Snow out the window, down Via San Giovanni in Laterano by Simon Griffee

First in Simon’s Rome Snow story. Taken Friday evening out our window, down Via San Giovanni in Laterano.

Who would have guessed that Romans are so prepared for snowy weather? Though most do not know how to drive in it, and though they cancelled schools and public offices, they certainly have the right clothes for it. And by right I mean the boots, pants, coats, hats and gloves that keep you warm in temperatures below zero. I suppose that settimana bianca calls for a closet all to its own and that’s the closet where the clothes came from; but it also could be that the clothes have been sitting there year after year and yesterday they got to wear them, finally.

As I was grocery shopping and later, when Simon and I went for a walk down the snow dusted Via Fori Imperiali, it was obvious that bright colored Moon Boots would be a staple in Rome if Rome was always covered in snow. Who knew? Strange hats, fur coats, snow suits for babies and adults alike filtered down the road flooded with foot traffic, Italians come from the outskirts, to see the Colosseum and the Forum shimmering in its white best for the first time in twenty-five years. There were so many people that the authorities closed the road to cars.

More noticeable than the strange get-ups and incongruity of a white Rome, was the joyfulness. At the butcher, the supermarket, and the fruit stand, people spoke excitedly. Snow balls were thrown by all ages and snow men and a snow walrus and snow people stood sentinel at corners, on benches and in front of Marcus Aurelius. Laughing and shouts could be heard down the streets and everyone, I mean everyone, had a camera.

Simon says that snow is magical and maybe because snow was my de rigueur every winter the magic wears off once my feet are wet and cold (unlike the Romans, I am not all that prepared). I love snow in the forest because of the deathly silence and I love it on a moon filled night when it glows with an icy blue pallor and sends shadows sprawling over untainted smoothness. But I can’t say I’m all that enamored with Rome in the snow.

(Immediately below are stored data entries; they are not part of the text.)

PR #514, opened 2026-01-15
ci: check TODOs

### LINKED ISSUE #473: CI: Block PR until there are no `TODO`s remaining.
I think we need some script in `.github/workflow` and a branch protection. It would make the `TODO` keyword very useful and safe.

PierreQuinton:
The idea is to have a workflow for checking that there are no TODOs in the code (capital letters only), and then add the workflow to the required passing actions for merge in the branch protection rules.

- Fixes #473

The other option was to add it in the precommit hooks, but this would be annoying as we couln't have any TODOs on Github, which I think is nice.

### DIFF
--- a/src/torchjd/__init__.py
+++ b/src/torchjd/__init__.py
@@ -24,6 +24,3 @@ def __getattr__(name: str) -> Callable:
         )
         return _deprecated_items[name][1]
     raise AttributeError(f"module {__name__} has no attribute {name}")
-
-
-# TODO: Just a stupid todo to test ci


ValerianRey:
Really nice! Could we also make it print the file path + line where the todo is?

ValerianRey:
Oh it's really nice how the result appears:

image

ValerianRey:
@claude Currently, the file name and line number is not printed. Could you add that in the actual content of the error message?

src/torchjd/__init__.py
```diff
@@ -24,3 +24,6 @@ def __getattr__(name: str) -> Callable:
         )
         return _deprecated_items[name][1]
     raise AttributeError(f"module {__name__} has no attribute {name}")
+
+
+# TODO: Just a stupid todo to test ci
```
ValerianRey:
```suggestion
```

ValerianRey:
@claude Please review this again.

PR #515, opened 2026-01-15
refactor(autojac): Avoid concat in jac_to_grad

PierreQuinton:
The goal is to half peak memory usage when the aggregator is Gramian based.

Does:
- add `_utils` package to `torchjd`
- put `Matrix` and `PSDMatrix` in `_utils` package
- factor computation of gramian (from autogram and aggregation) into `_utils.compute_gramian: Tensor -> PSDMatrix`
- add a function `_utils.compute_gramian_sum` (Note that _utils is the only package responsible for cast to `PSDMatrix`)
- add `_jacobian_based` (current) and `_gramian_based` (new) strategy to `jac_to_grad`

@ValerianRey This could be cut into several more atomic PRs, this is why this is a draft (I just wanted to see what are the things/problems involved in this).

### DIFF
--- a/.github/workflows/check-todos.yml
+++ b/.github/workflows/check-todos.yml
@@ -1,0 +1,34 @@
+name: "Check for TODOs"
+
+on:
+  pull_request:
+
+jobs:
+  check-todos:
+    runs-on: ubuntu-latest
+    steps:
+      - name: Checkout code
+        uses: actions/checkout@v4
+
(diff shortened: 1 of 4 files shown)


src/torchjd/autogram/_gramian_computer.py
PierreQuinton, line 58: This could be a `Optional[PSDMatrix]`

PR #519, opened 2026-01-16
test: Add profiler

ValerianRey:
Not very clean yet (and I'm not sure I'll make it very clean), but this allows:
- Profiling of autojac and autogram
- Change of device (cpu or cuda) is supported
- Various architectures / batch sizes are tested

Changes:
* Add traces/ to .gitignore
* Add test.profiling package
* Move speed tests to test.profiling
* Add run_profiler in test.profiling
* Fix call to jac_to_grad in autojac_forward_backward to give it directly the list of model params (instead of a generator)


ValerianRey:
@claude Please review this in details and suggest easy improvements (like things that could be factorized, etc)

PR #521, opened 2026-01-19
refactor(autojac): Use `TypeGuard` for `TensorWithJac`

PierreQuinton:
@ValerianRey You'll love this. We could have a label typing for the PRs (or maybe not).

### DIFF
--- a/src/torchjd/autojac/_accumulation.py
+++ b/src/torchjd/autojac/_accumulation.py
@@ -30,7 +30,7 @@ def accumulate_jacs(params: Iterable[Tensor], jacobians: Iterable[Tensor]) -> No
                 " jacobian are the same size"
             )
 
-        if is_tensor_with_jac(param):  # No check for None because jac cannot be None
+        if is_tensor_with_jac(param):
             param.jac += jac
         else:
             # We do not clone the value to save memory and time, so subsequent modifications of


src/torchjd/autojac/_accumulation.py
```diff
@@ -26,9 +30,8 @@ def accumulate_jacs(params: Iterable[Tensor], jacobians: Iterable[Tensor]) -> No
                 " jacobian are the same size"
             )
 
-        if hasattr(param, "jac"):  # No check for None because jac cannot be None
-            param_ = cast(TensorWithJac, param)
-            param_.jac += jac
+        if is_tensor_with_jac(param):  # No check for None because jac cannot be None
```
PierreQuinton:
```suggestion
        if is_tensor_with_jac(param):
```

`jac` cannot be `None` as `param` is correctly typed as a `TensorWithJac`

ValerianRey (approved):
LGTM, really nice.

ValerianRey:
> We could have a label typing for the PRs (or maybe not).

Yeah arguably we could have several labels replacing the different kinds of refactors that we usually do. For instance `perf` or `typing`. But also I think it's nice to stick to conventional commit names, and `perf` is arguably one of them but not `typing` I think.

It’s still hanging around on the roofs and in the cold of our apartment, even though the Mediterranean sun is trying to poke through. So I’m curling up with tea, a book and a blanket to wait until it melts away. (But I must add, waking up yesterday morning still warm from sleep, the trees of Colle Oppio and near San Clemente out our window laden with peaceful whiteness like the buried streets, were beautiful.)